Improving the Measurement of Resilience: Lessons from a RABIT Field Study

How can we measure resilience?

This is a perennial challenge for those working on resilience, and one we have faced in the field in implementing RABIT; the Resilience Assessment Benchmarking and Impact Toolkit.

Precursor challenges are first to define and conceptualise resilience.  With minor variations, definitions are often very similar to that used for RABIT: “the ability of a system to withstand, recover from and adapt to short-term shocks and longer-term change”.  But RABIT’s unique conceptualisation is to understand resilience as a set of foundational (robustness, self-organisation, learning) and enabling (redundancy, rapidity, scale, diversity, flexibility, equality) system attributes.  (For further details, see the journal paper, “Conceptualising the Link Between Information Systems and Resilience: A Developing Country Field Study”.)

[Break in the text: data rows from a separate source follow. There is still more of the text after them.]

PR #2794, opened 2025-06-06
[WIP] Tool calling support in the torchtune

krammnic:
#### Context
- [X] add a new feature
- [ ] fix a bug
- [ ] other (please add here)

#### Changelog
* tool calling support + modifications for the HFBase/HFModel tokenizers

#### Test plan

#### UX

### DIFF
--- a/torchtune/data/_messages.py
+++ b/torchtune/data/_messages.py
@@ -52,6 +52,7 @@ class Message:
         masked (bool): whether the message is masked in the sample. If True, do not use
             in loss calculation. Default: False
         ipython (bool): whether the message is a tool call. Default: False
+        tool_calls (Optional[list]): list of tool calls related to this message. Default: None
         eot (bool): whether the message corresponds to the end of a turn, where control is handed over
             to the assistant from the user or the user from the assistant. Default: True. Should be true
             in most cases except for:
@@ -71,12 +72,14 @@ class Message:
         content: Union[str, list[dict[str, Any]]],
         masked: bool = False,
         ipython: bool = False,
+        tool_calls: Optional[list] = None,
         eot: bool = True,
     ):
         self.role = role
         self.content = self._convert_to_list_of_dict(content)
         self.masked = masked
         self.ipython = ipython
+        self.tool_calls = tool_calls
         self.eot = eot
 
         self._validate_message()
--- a/torchtune/modules/transforms/tokenizers/_hf_tokenizer.py
+++ b/torchtune/modules/transforms/tokenizers/_hf_tokenizer.py
@@ -90,8 +90,11 @@ class HuggingFaceBaseTokenizer(BaseTokenizer):
         self.eos_token = "<eos>"
 
         if self.config:
-            self.bos_token = self._get_token_from_config(self.config, "bos_token")
-            self.eos_token = self._get_token_from_config(self.config, "eos_token")
+            try:
+                self.bos_token = self._get_token_from_config(self.config, "bos_token")
+                self.eos_token = self._get_token_from_config(self.config, "eos_token")
+            except ValueError:
+                pass
             if self.bos_token is not None:
                 self.bos_id = self.tokenizer.token_to_id(self.bos_token)
             if self.eos_token is not None:
@@ -102,9 +105,6 @@ class HuggingFaceBaseTokenizer(BaseTokenizer):
                 self.bos_id = self.generation_config.get("bos_token_id")
             if self.eos_id is None:
                 self.eos_id = self.generation_config.get("eos_token_id")
-
-        if self.bos_id is None or self.eos_id is None:
-            raise ValueError("Could not infer BOS and EOS token IDs from config")
 
     def _infer_should_add_bos_eos(self):
         """
@@ -136,9 +136,11 @@ class HuggingFaceBaseTokenizer(BaseTokenizer):
             list[int]: The list of token ids.
         """
         token_ids = self.tokenizer.encode(text).ids
-        if add_bos and not self.hf_adds_bos and self.bos_token not in text:
+
+        # Both bos_id and eos_id might be None (null). Therefore, we need an additional check.
+        if add_bos and not self.hf_adds_bos and self.bos_token not in text and self.bos_id:
             token_ids.insert(0, self.bos_id)
-        if add_eos and not self.hf_adds_eos:
+        if add_eos and not self.hf_adds_eos and self.eos_id:
             token_ids.append(self.eos_id)
         return token_ids
 
@@ -269,7 +271,7 @@ class HuggingFaceModelTokenizer(ModelTokenizer):
 
         for i, message in enumerate(messages):
             current_messages = [
-                {"role": m.role, "content": m.content[0]["content"]}
+                {"role": m.role, "content": m.content[0]["content"], "tool_calls": m.tool_calls}
                 for m in messages[: i + 1]
             ]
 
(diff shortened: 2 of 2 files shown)


kamalojasv181:
Hey @krammnic, does this support tool calls for all formats (like openai, sharegpt etc)?

krammnic:
It still WIP, but yes, it will

torchtune/modules/transforms/tokenizers/_hf_tokenizer.py
```diff
@@ -136,9 +136,16 @@ def encode(
             list[int]: The list of token ids.
         """
         token_ids = self.tokenizer.encode(text).ids
-        if add_bos and not self.hf_adds_bos and self.bos_token not in text:
+
+        # Both bos_id and eos_id might be None (null). Therefore, we need an additional check.
```
ebsmothers, line 145: Is this related to tool-calling? Or a separate issue?

torchtune/modules/transforms/tokenizers/_hf_tokenizer.py
```diff
@@ -90,8 +90,11 @@ def _infer_bos_eos_tokens(self):
         self.eos_token = "<eos>"
 
         if self.config:
-            self.bos_token = self._get_token_from_config(self.config, "bos_token")
-            self.eos_token = self._get_token_from_config(self.config, "eos_token")
+            try:
+                self.bos_token = self._get_token_from_config(self.config, "bos_token")
+                self.eos_token = self._get_token_from_config(self.config, "eos_token")
+            except ValueError:
+                pass
```
ebsmothers: In this case I wonder whether we should just modify `_get_token_from_config` to directly return None (possibly logging a warning) rather than use this try/except

torchtune/data/_messages.py
```diff
@@ -52,6 +52,7 @@ class Message:
         masked (bool): whether the message is masked in the sample. If True, do not use
             in loss calculation. Default: False
         ipython (bool): whether the message is a tool call. Default: False
+        tool_calls (Optional[list]): list of tool calls related to this message. Default: None
```
ebsmothers, line 55: Should we also update the role "ipython" to "tool" to match what's done by Hugging Face?

ebsmothers (commented):
Thanks for working on this! I left a few small comments. We should also add a test to ensure that this actually works and generates the expected outputs on a tool-calling dataset

torchtune/data/_messages.py
krammnic: Yes, good catch, that argument seemed to me weird.

torchtune/modules/transforms/tokenizers/_hf_tokenizer.py
krammnic: It is caused by separate issue in HuggingfaceBaseTokenizer.

pyproject.toml
```diff
@@ -48,7 +48,7 @@ tune = "torchtune._cli.tune:main"
 
 [project.optional-dependencies]
 dev = [
-    "bitsandbytes>=0.43.0",
+#    "bitsandbytes>=0.43.0",
```
nathan-az, line 51: Was this an intentional removal?

torchtune/data/_messages.py
```diff
@@ -108,7 +111,8 @@ def from_dict(cls, d: dict) -> "Message":
             role=d["role"],
             content=d["content"],
             masked=d.get("masked", False),
-            ipython=d.get("ipython", False),
+            tool_calls=d.get("tool_calls", []),
+            tool=d.get("tool", False),
```
nathan-az, line 115: While I agree with this change, it currently breaks existing tokenizers. Repro:
```py
from torchtune.datasets import alpaca_cleaned_dataset
from torchtune.models.qwen2_5 import qwen2_5_tokenizer

vocab_path = "/tmp/Qwen2.5-14B-Instruct/vocab.json"
merges_path = "/tmp/Qwen2.5-14B-Instruct/merges.txt"
tokenizer_json_path = "/tmp/Qwen2.5-14B-Instruct/tokenizer.json"
tokenizer_config_path = "/tmp/Qwen2.5-14B-Instruct/tokenizer_config.json"

tokenizer_qwen = qwen2_5_tokenizer(
    path=vocab_path,
    merges_file=merges_path,
    max_seq_len=512
)
dataset_qwen = alpaca_cleaned_dataset(tokenizer=tokenizer_qwen, packed=False)
```

nathan-az:
@krammnic This is great progress. It looks like a bit of work needs to be done on BC with existing tokenizers (unless the plan is to fully deprecate them). In addition I'm seeing some issues with the jinja rendering - I think it may require explicitly passing tools to the renderer ([hf ref](https://github.com/huggingface/transformers/blob/main/src/transformers/tokenization_utils_base.py#L1641)).

Repro:

<details>

```py
from torchtune.datasets import alpaca_cleaned_dataset
from torchtune.modules.transforms.tokenizers import HuggingFaceModelTokenizer


tokenizer_json_path = "/tmp/Qwen2.5-14B-Instruct/tokenizer.json"
tokenizer_config_path = "/tmp/Qwen2.5-14B-Instruct/tokenizer_config.json"

tokenizer_hf = HuggingFaceModelTokenizer(
    tokenizer_json_path=tokenizer_json_path,
    tokenizer_config_json_path=tokenizer_config_path,
    max_seq_len=512,
)
dataset_hf = alpaca_cleaned_dataset(tokenizer=tokenizer_hf, packed=True)
```

</details>

Basically optionally propagating `tools` might solve this ([basic example](https://github.com/nathan-az/torchtune/commit/c871557c790ee7bbe31925d1a5b279ddba560f2c)). I haven't tested beyond seeing that the above repro _runs_ but haven't checked correctness.

pyproject.toml
krammnic: Nope :/ I don't like to do it on Mac (in another case it will not install) and then remove the comment. Will open separate PR to address this

torchtune/data/_messages.py
krammnic: Hmm, yep. We need to remove ipython everywhere.

torchtune/modules/transforms/tokenizers/_hf_tokenizer.py
```diff
@@ -272,15 +288,18 @@ def tokenize_messages(
...
         previous_tokens = []
 
         for i, message in enumerate(messages):
             current_messages = [
-                {"role": m.role, "content": m.content[0]["content"]}
+                {
+                    "role": m.role,
+                    "content": m.content[0]["content"],
+                    "tool_calls": m.tool_calls,
+                }
```
nathan-az, line 302: I had some issues specifically with the LLaMA 3(.3) tokenizer here, which didn't play nicely with empty tool calls `[]` or None. Ended up replacing with:
```py
            current_messages = [
                {
                    "role": m.role,
                    "content": m.content[0]["content"],
                    **({"tool_calls": m.tool_calls} if m.tool_calls is not None else {})
                }
                for m in messages[: i + 1]
            ]
```
I'm not sure if this is the correct logic though (or if this plays nicely with all tokenizers)

krammnic: This works fine with other tokenizers! Thanks

nathan-az: For me this broke qwen coder (sigh). I think removing strict undefined may have fixed it? I don't recall exactly. I kept trying components from the transformers jinja compile until I found something, but I don't know much about how jinja works - there may be a better solution.

krammnic:
@nathan-az Hey! We might want to merge this. I will introduce some final changes tomorrow and then we will be able to merge. Thanks for the patience and comprehensive review.

nathan-az:
Sounds good. Given the issues I had with other tokenizers I think it would be good to add tests with a couple of the popular models' tokenizers to confirm that:

1. there are no issues with their templates, and
1. the tokenization is correct (or correct enough)

Up to you whether we want to put their tokenizers directly in the torchtune source or if we add `transformers` as a test dependency only. I'm not sure if we have a precedent for this (but it would also cut down the size of `torchtune` which may be good, and only slightly slow the CI).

To measure resilience, we identified three markers for each of the attributes, derived from prior literature and as shown in Table 1.

 Table 1. Resilience Attributes and Illustrative Markers

ISJ Table 1

We then took this model into the field, applying it in an urban community in Costa Rica’s capital, San Jose.  We used the model to benchmark both the general resilience of the community and also its “e-resilience”; that is, the impact of digital technologies on wider resilience.

Details of findings can, again, be found in the associated journal paper, but the focus here will be what we learned about the markers we had used to measure resilience.  We found a number of problems in practice:

  • There were overlaps: for example, multi-level networks and cross-level interactions under scale, and multi-level governance under robustness might have potential differences but they appeared in practice to be very similar.
  • There were gaps: for example, the markers for rapidity were narrowly conceived around resources and as a result, did not adequately reflect the need for a fast-acting detection-assessment-response sub-system.
  • There were some misallocations: for example, trust belonged with social networks rather than with leadership; and interdependency of system functions related to robustness rather than redundancy.
  • There were over-broad combinations: where rather different characteristics were combined into a single marker; often leading to only one of them being operationalised. For example, “resource access and (intra-/inter-level) partnerships” was only operationalised as “intra-level partnerships”.

Putting all these findings from the field study together, a revised set of markers was developed (see Table 2).  To operationalise them, it will be helpful to develop deductively a set of descriptors and indicators associated with each marker and inductively a set of respondent keywords/phrases associated with each marker.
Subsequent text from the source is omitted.